PR #338, opened 2026-06-16
Implement combinatorial map representation

daydream6728:
Changes:
- [x] Implement a combinatorial map data structure with additional side (up/down) information on ports
- [x] map drawing using graphviz
- [x] scalar bubbles
  - [x] draw scalars
- [x] documentation & doctests
- [x] enforce host category structure by implementing validation at each level of the hierarchy
    - [x] planarity check in the non-symmetric monoidal setting
    - [x] allow or disallow cups and/or caps
    - [x] allow backwards wires in traced categories

Left for later:
- [ ] graphviz drawing doesn't guarantee the preservation of planarity (requires drawing with pivots)
- [ ] provide make_causal_first option on to_diagram
- [ ] `with Diagram.map_equality` for non-symmetric
  - [ ] fast equality check on combinatorial maps


discopy/__init__.py
```diff
@@ -18,6 +18,7 @@
     closed,
     frobenius,
     hypergraph,
+    combinatorial_map,
```
toumix: Small preliminary comment: combinatorial_map is just too big, sadly we can't use "map" without overriding the builtin map, maybe we can use discopy.cmap?

discopy/balanced.py
```diff
@@ -202,7 +202,12 @@ class Hypergraph(traced.Hypergraph):
     functor = Functor
 
 
+class CombinatorialMap(traced.CombinatorialMap):
```
toumix: I think it's fine to call this just Map

```suggestion
class Map(traced.Map):
```

discopy/combinatorial_map.py
```diff
@@ -0,0 +1,1183 @@
...
+)
+
+if TYPE_CHECKING:
+    from discopy.monoidal import Ty, Box, Diagram, Functor
+
+
+Port = Node
+""" A port in a combinatorial map. """
+
+LEFT_PORTS = {"input", "cod"}
```
toumix: For our own sanity it would be better to keep one convention: discopy diagrams run top to bottom
```suggestion
TOP_PORTS = {"input", "cod"}
```

discopy/cmap.py
```diff
@@ -0,0 +1,1183 @@
...
+    from discopy.monoidal import Ty, Box, Diagram, Functor
+
+
+Port = Node
+""" A port in a combinatorial map. """
+
+LEFT_PORTS = {"input", "cod"}
+RIGHT_PORTS = {"dom", "output"}
+BOUNDARY_PORTS = {"input", "output"}
+IN_PORTS = {"input", "dom"}
```
toumix: Maybe these can be called positive and negative?

discopy/combinatorial_map.py
```diff
@@ -0,0 +1,1183 @@
...
+RIGHT_PORTS = {"dom", "output"}
+BOUNDARY_PORTS = {"input", "output"}
+IN_PORTS = {"input", "dom"}
+OUT_PORTS = {"cod", "output"}
+
+
+class Permutation(tuple):
```
toumix: This should be a subclass of `SymmetricCategory`!

discopy/combinatorial_map.py
```diff
@@ -0,0 +1,1183 @@
...
+        if size is None:
+            size = len(inside)
+        if len(inside) != size:
+            raise ValueError
+        if sorted(inside) != list(range(size)):
+            raise ValueError
+        return tuple.__new__(cls, inside)
+
+    @classmethod
+    def identity(cls, size: int) -> Permutation:
```
toumix: 😿 

```suggestion
    def id(cls, size: int) -> Permutation:
```

discopy/combinatorial_map.py
```diff
@@ -0,0 +1,1183 @@
...
+        if start < 0 or start >= len(self):
+            raise ValueError
+        cycle, local_seen, i = [], set() if seen is None else seen, start
+        while i not in local_seen:
+            local_seen.add(i)
+            cycle.append(i)
+            i = self[i]
+        return tuple(cycle)
+
+    def compose(self, other: Iterable[int]) -> Permutation:
```
toumix: Let's keep the discopy convention that composition is in diagrammatic order!

```suggestion
    def then(self, other: Iterable[int]) -> Permutation:
```

discopy/combinatorial_map.py
```diff
@@ -0,0 +1,1183 @@
...
+        """ Return ``self o other``, i.e. ``result[i] == self[other[i]]``. """
+        other = type(self)(other, len(self))
+        elems = (self[other[i]] for i in range(len(self)))
+        return type(self)(elems, len(self))
+
+    def inverse(self) -> Permutation:
```
toumix:
```suggestion
    def dagger(self) -> Permutation:
```

discopy/combinatorial_map.py
toumix: This Permutation class is great but it's way more general than just combinatorial maps (e.g. we can use it for the layers of symmetric diagrams) so let's move it to its own module.

There's already a module discopy.finset which implements the super-category of all functions between finite sets, maybe Permutation can be a subclass of finset.Function?

discopy/cmap.py
```diff
@@ -0,0 +1,1183 @@
...
+
+    def to_term(self, input_names: Iterable[str] | None = None):
+        """
+        Recover the linear lambda term represented by a rooted trivalent map.
+
+        This implements the inverse transformation from Zeilberger's
+        correspondence. The map is expected to have its ordered free-variable
+        context on ``dom`` and a singleton root on ``cod``.
+        """
+        from discopy.closed import (
```
toumix: Can we avoid these imports by renaming this into `Term.from_map` instead? We could also use abstraction_factory, application_factory, etc.

discopy/combinatorial_map.py
```diff
@@ -0,0 +1,1183 @@
...
+        def fresh(obj):
+            variable = Variable(obj, f"x{counter[0]}")
+            counter[0] += 1
+            return variable
+
+        def same_map_shape(left, right):
+            return (left.dom, left.cod, left.edge, left.node) == (
+                right.dom, right.cod, right.edge, right.node)
+
+        def go(cmap, context):
```
toumix: The name makes it very hard to guess what this does.

discopy/cmap.py
```diff
@@ -0,0 +1,1183 @@
...
+                attributes = dict(
+                    len="0.85", taillabel=i, headlabel=j,
+                    labeldistance="1.6", dir=edge_direction(i, j))
+                lines.append(
+                    f'  {node_name(i)} -- {node_name(j)} '
+                    f'[{attr_string(attributes)}];')
+        lines.append("}")
+        return "\n".join(lines) + "\n"
+
+    def draw(
```
toumix, line 1210: I know orientation-preserving layout is out of reach now but maybe we can add labels on the ports that encode the permutations?

discopy/cmap.py
```diff
@@ -0,0 +1,1183 @@
...
+
+    @property
+    def face_cycles(self) -> tuple[tuple[int, ...], ...]:
+        """ The cycles of the face permutation. """
+        return self.face_permutation.cycles()
+
+    faces = face_cycles
+
+    @property
+    def euler_characteristic(self) -> int:
```
toumix, line 270: 🤩

toumix:
Great stuff 💪

discopy/balanced.py
daydream6728: Went with `CMap`

discopy/combinatorial_map.py
daydream6728: I reimplemented a new easier algorithm, although I still have to see how it interacts with constants especially after #332

discopy/python/finset.py
```diff
@@ -65,9 +67,175 @@ def tensor(self, other: Function) -> Function:
...
+
+    def __hash__(self):
+        return hash(tuple(self))
+
+    @classmethod
+    def id(cls, dom: int = 0):
+        return cls(range(dom), dom)
+
+    @classmethod
+    def identity(cls, size: int):
```
toumix: not needed anymore

discopy/python/finset.py
```diff
@@ -65,9 +67,175 @@ def tensor(self, other: Function) -> Function:
...
+        """ The identity permutation on ``range(size)``. """
+        return cls.id(size)
+
+    @classmethod
+    def from_cycles(cls, cycles, size: int):
```
toumix: would be nice to add the expected type for cycles

discopy/python/finset.py
```diff
@@ -65,9 +67,175 @@ def tensor(self, other: Function) -> Function:
...
+            for i in cycle:
+                if i < 0 or i >= size or i in seen:
+                    raise ValueError
+                seen.add(i)
+            for source, target in zip(cycle, cycle[1:] + cycle[:1]):
+                result[source] = target
+        return cls(result, size)
+
+    @classmethod
+    def from_transpositions(cls, transpositions, size: int):
```
toumix: same here it's not clear what transpositions should be

discopy/python/finset.py
```diff
@@ -65,9 +67,175 @@ def tensor(self, other: Function) -> Function:
...
+                raise ValueError
+            if left < 0 or right < 0 or left >= size or right >= size:
+                raise ValueError
+            if left in seen or right in seen:
+                raise ValueError
+            seen.update([left, right])
+            result[left], result[right] = right, left
+        return cls(result, size)
+
+    def cycles(self) -> tuple[tuple[int, ...], ...]:
```
toumix: you can probably have `Cycles = tuple[tuple[int, ...], ...]` defined above

discopy/python/finset.py
```diff
@@ -65,9 +67,175 @@ def tensor(self, other: Function) -> Function:
...
+            if i in seen:
+                continue
+            result.append(self.cycle(i, seen))
+        return tuple(result)
+
+    def cycle(
+            self, start: int,
+            seen: set[int] | None = None) -> tuple[int, ...]:
+        """ Return the cycle reached from ``start``. """
+        if start < 0 or start >= len(self):
```
toumix: could make sense to allow for negatives to index from the end

discopy/python/finset.py
```diff
@@ -65,9 +67,175 @@ def tensor(self, other: Function) -> Function:
...
+        while i not in local_seen:
+            local_seen.add(i)
+            cycle.append(i)
+            i = self[i]
+        return tuple(cycle)
+
+    def then(self, other):
+        return self.compose(other)
+
+    def compose(self, other):
```
toumix: redundant too

discopy/python/finset.py
```diff
@@ -65,9 +67,175 @@ def tensor(self, other: Function) -> Function:
...
+        return type(self)(elems, len(self))
+
+    def dagger(self):
+        """ Return the inverse permutation. """
+        result = list(range(len(self)))
+        for source, target in enumerate(self):
+            result[target] = source
+        return type(self)(result, len(self))
+
+    def inverse(self):
```
toumix: redundant

discopy/python/finset.py
```diff
@@ -65,9 +67,175 @@ def tensor(self, other: Function) -> Function:
...
+        """ Return the inverse permutation. """
+        return self.dagger()
+
+    def conjugate(self, by):
```
toumix: `by` is a bit of a weird name,

```suggestion
    def conjugate(self, other):
```

discopy/python/finset.py
```diff
@@ -65,9 +67,175 @@ def tensor(self, other: Function) -> Function:
...
+            raise ValueError
+        cycle, local_seen, i = [], set() if seen is None else seen, start
+        while i not in local_seen:
+            local_seen.add(i)
+            cycle.append(i)
+            i = self[i]
+        return tuple(cycle)
+
+    def then(self, other):
+        return self.compose(other)
```
toumix: From the docstring below compose seems to be in reverse order

discopy/python/finset.py
toumix, line 70: As we discussed we could refactor Function to hold a list rather than a dict then the composition, tensor and identity of Permutation could be just that of Function.

discopy/python/finset.py
```diff
@@ -65,9 +67,175 @@ def tensor(self, other: Function) -> Function:
...
+        return result.tensor(*others)
+
+    @classmethod
+    def swap(cls, left: int, right: int):
+        inside = tuple(
+            i + right if i < left else i - left
+            for i in range(left + right))
+        return cls(inside, left + right)
+
+    def trace(self, n: int = 1, left: bool = False):
```
toumix: This doesn't exist in general for permutations but it does exist for the supercategory of partial injections!

discopy/cmap.py
```diff
@@ -0,0 +1,1168 @@
+# -*- coding: utf-8 -*-
+
+"""
+Combinatorial maps with interfaces.
```
toumix, line 4: Maybe a link to wikipedia would be nice given that maps are not the most well-known mathematical object.

discopy/cmap.py
```diff
@@ -0,0 +1,1168 @@
...
+
+The ports of a map are ordered as in :mod:`discopy.hypergraph`: inputs,
+then the domain and codomain ports of each box, then outputs. A map is given by
+two permutations on these ports:
+
+* ``edge`` is a fixpoint-free involution pairing left and right ports;
+* ``node`` is derived from the canonical counter-clockwise port order of boxes.
```
toumix: Is it really counter-clockwise? I would have assume we start from the top left then go left-to-right so clockwise?

discopy/cmap.py
```diff
@@ -0,0 +1,1168 @@
...
+class Port:
+    """ A port in a combinatorial map. """
+    kind: PortKind
+    i: int
+    obj: Ob
+    depth: float
+
+    @property
+    def side(self) -> Literal["up"] | Literal["down"]:
+        """ Return the side of the box on which the port lies. """
```
toumix: This looks weird, the type of the port should not change which side of the box it lies on.

discopy/cmap.py
```diff
@@ -0,0 +1,1168 @@
...
+        is_adjoint = bool(getattr(self.obj, "z", 0) % 2)
+        if self.kind.is_input:
+            return "down" if is_adjoint else "up"
+        return "up" if is_adjoint else "down"
+
+    @property
+    def direction(self) -> Literal["in"] | Literal["out"]:
+        """ Return whether the port is an input or an output. """
```
toumix: This looks like a duplicate with the method above.

discopy/cmap.py
```diff
@@ -0,0 +1,1168 @@
...
+    Parameters:
+        dom : The domain of the map.
+        cod : The codomain of the map.
+        boxes : The boxes inside the map.
+        edge : A fixpoint-free involution on ports.
+        offsets : Optional drawing offsets, preserved through conversion.
+        scalars : The types of closed wire components with no ports.
+    """
+    functor: ClassVar[Functor]
+    require_planar: ClassVar[bool] = True
```
toumix, line 173: Seems strange to have planarity enforced by default especially with CMap defined as a CompactCategory.

discopy/cmap.py
```diff
@@ -0,0 +1,1168 @@
...
+    CompactCategory[C0, C1], NamedGeneric['functor']
+):
+    """
+    A oriented bijective hypergraph with interfaces.
+
+    Parameters:
+        dom : The domain of the map.
+        cod : The codomain of the map.
+        boxes : The boxes inside the map.
+        edge : A fixpoint-free involution on ports.
```
toumix: Naming is a bit off with the singular "edge", I would expect "edges" but that's also a bit off because an edge is a cycle in that permutation. How about calling this "darts"?

discopy/cmap.py
```diff
@@ -0,0 +1,1168 @@
...
+        for scalar in scalars:
+            assert_isinstance(scalar, self.category.ob)
+        self.dom, self.cod, self.boxes = dom, cod, tuple(boxes)
+        self.offsets = offsets or tuple(len(boxes) * [None])
+        if len(self.offsets) != len(self.boxes):
+            raise ValueError
+        self.scalars = tuple(scalars)
+
+        self.edge = Permutation(edge, len(self.ports))
+        self.validate()
```
toumix, line 204: For performance it would make sense to only validate when needed, i.e. avoid doing it when returning the composition of two valid maps.

discopy/cmap.py
```diff
@@ -0,0 +1,1168 @@
...
+
+    @property
+    def face_cycles(self) -> tuple[tuple[int, ...], ...]:
+        """ The cycles of the face permutation. """
+        return self.face_permutation.cycles()
+
+    @property
+    def euler_characteristic(self) -> int:
+        """
+        Euler characteristic ``V - E + F`` with boundary at infinity.
```
toumix, line 272: would be nice to refactor this so it's really just V - E + F, i.e. have three separate properties for vertices, edges and faces.

discopy/cmap.py
```diff
@@ -0,0 +1,1168 @@
...
+            if internal:
+                result.append(scalar_type(objects[start]))
+        return tuple(result)
+
+    @classmethod
+    def validate_wire(cls, source: Port, target: Port):
+        """
+        Validate whether two ports can be connected by a wire.
+        By default, these are the rules for symmetric categories
+        which are the weakest setting :class:`CMap` can represent.
```
toumix: This seems to contradict the "require_planarity" attribute which hints at planar monoidal categories being representable as maps too.

discopy/cmap.py
```diff
@@ -0,0 +1,1168 @@
...
+                else self.ob(obj)
+            return result.r if getattr(result, "z", 0) % 2 else result
+
+        removed, seen, result = set(removed), set(), []
+        for start in removed:
+            if start in seen:
+                continue
+            stack, internal = [start], True
+            seen.add(start)
+            while stack:
```
toumix: It's a bit frustrating that we need two separate while loops for the scalars and for the rest of the `then` method, is there a way to refactor them so we have only one?

discopy/cmap.py
```diff
@@ -0,0 +1,1168 @@
...
+            shift + i: shift + j for i, j in enumerate(other.edge)})
+        glue = dict(zip(self_outputs, (shift + i for i in other_inputs)))
+        glue.update({j: i for i, j in glue.items()})
+        objects = {i: port.obj for i, port in enumerate(self.ports)}
+        objects.update({
+            shift + i: port.obj for i, port in enumerate(other.ports)})
+        scalars = self.scalars + other.scalars\
+            + self._new_scalars(edge, glue, removed, objects)
+
+        def follow(port):
```
toumix: I remember we discussed reusing the pushout method from Hypergraph here? I'm also curious how the performance of this while loop compares with computing the execution formula on Boolean matrices i.e. the sum over the iterated compositions.

discopy/cmap.py
```diff
@@ -0,0 +1,1168 @@
...
+            port = edge[port]
+            seen = set()
+            while port in removed:
+                if port in seen:
+                    return None
```
toumix: What is this None supposed to encode? Is that a scalar?

discopy/cmap.py
```diff
@@ -0,0 +1,1168 @@
...
+            j = follow(i)
+            if j is not None and i < j:
+                edge_pairs.append((mapping[i], mapping[j]))
+
+        edge = Permutation.from_transpositions(edge_pairs, len(kept))
+        return type(self)(
+            dom, cod, boxes, edge, offsets=offsets,
+            scalars=scalars)
+
+    def trace(self, n: int = 1, left: bool = False) -> CMap:
```
toumix, line 784: Do we really need this? What's the advantage of defining trace explicitly when it can be defined in terms of cups and caps?

discopy/cmap.py
```diff
@@ -0,0 +1,1168 @@
...
+        trace_pair = dict(zip(traced_inputs, traced_outputs))
+        trace_pair.update(dict(zip(traced_outputs, traced_inputs)))
+        removed = set(trace_pair)
+        kept = [i for i in range(self.n_ports) if i not in removed]
+        mapping = {old: new for new, old in enumerate(kept)}
+        scalars = self.scalars + self._new_scalars(
+            dict(enumerate(self.edge)), trace_pair, removed,
+            {i: port.obj for i, port in enumerate(self.ports)})
+
+        def follow(port):
```
toumix: This is duplicate code let's avoid introducing yet another while loop

toumix (commented):
Added another round of comments, the graphviz plots look amazing!

discopy/cmap.py
daydream6728: What are called darts in Zeilberger are what I called ports here. Edges make sense to me.

discopy/cmap.py
daydream6728: Separated `side` which denotes the visual side of the box on which the port is connected from `direction` which is the version you reviewed.

discopy/cmap.py
daydream6728: Oops, yet another confusion from left-to-right vs top-to-bottom layout. Definitely makes more sense to consider clockwise as the canonical order in the latter case.

discopy/cmap.py
daydream6728: Currently the categorical structure is validated in `CMap.__init__`. I wouldn't even be able to instantiate cups and caps if the ambient category was weaker than compact, even though the resulting map after composition only needs traced structure. Having an explicit definition not relying on cups and caps makes it more general.

discopy/python/finset.py
daydream6728: Yet `SymmetricCategory` somehow requires a trace method from `discopy.abc`:
```py
class BalancedCategory[C0, C1](
        BraidedCategory[C0, C1], TracedCategory[C0, C1]):
    ...
        
class SymmetricCategory[C0, C1](BalancedCategory[C0, C1]):
    ...
```

made an issue for this: https://github.com/discopy/discopy/issues/349

discopy/cmap.py
toumix: Makes sense! Let's try to have them share as much as code as possible though

discopy/cmap.py
daydream6728: Keeping it for now to avoid footguns, lets optimize later.

discopy/cmap.py
daydream6728: I swapped it around: now wire validation defaults to compact (most permissive), then children classes can reinforce the checks by overriding the right method.

discopy/cmap.py
daydream6728: Loops were dealt with earlier in the code, this was just to have a terminating condition on the traversal. It was correct already but clunky. I refactored the link-following logic as part of the `Permutation` class, should make it easier to follow what's going on.

discopy/cmap.py
daydream6728: Done, reused the same link-following logic in both places, now most of it lives in the permutation class.

discopy/python/finset.py
daydream6728: got it for free by refactoring finset.Function to be encoded as a list

discopy/cmap.py
toumix: let's drop this one and merge

discopy/cmap.py
```diff
@@ -0,0 +1,1152 @@
...
+        for i, wire_id in enumerate(cod_wires):
+            j = scan.index(wire_id)
+            if i < j:
+                diagram >>= diagram.cod[:i] @ diagram.swap(
+                    diagram.cod[i:j], diagram.cod[j:j + 1]
+                ) @ diagram.cod[j + 1:]
+                scan = scan[:i] + scan[j:j + 1] + scan[i:j] + scan[j + 1:]
+        return diagram
+
+    def to_dot(
```
toumix, line 1022: We can move this method and the one below to discopy/drawing/graphviz.py so we keep this module a bit shorter

toumix (approved):
Great work! Can't wait to start using these maps for token passing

__YOUR INSTRUCTIONS__
Among the lines of the listing above, which ones hold "another"? Copy them.

__RESULT OF THIS TASK__
toumix: This is duplicate code let's avoid introducing yet another while loop
Added another round of comments, the graphviz plots look amazing!
daydream6728: Oops, yet another confusion from left-to-right vs top-to-bottom layout. Definitely makes more sense to consider clockwise as the canonical order in the latter case.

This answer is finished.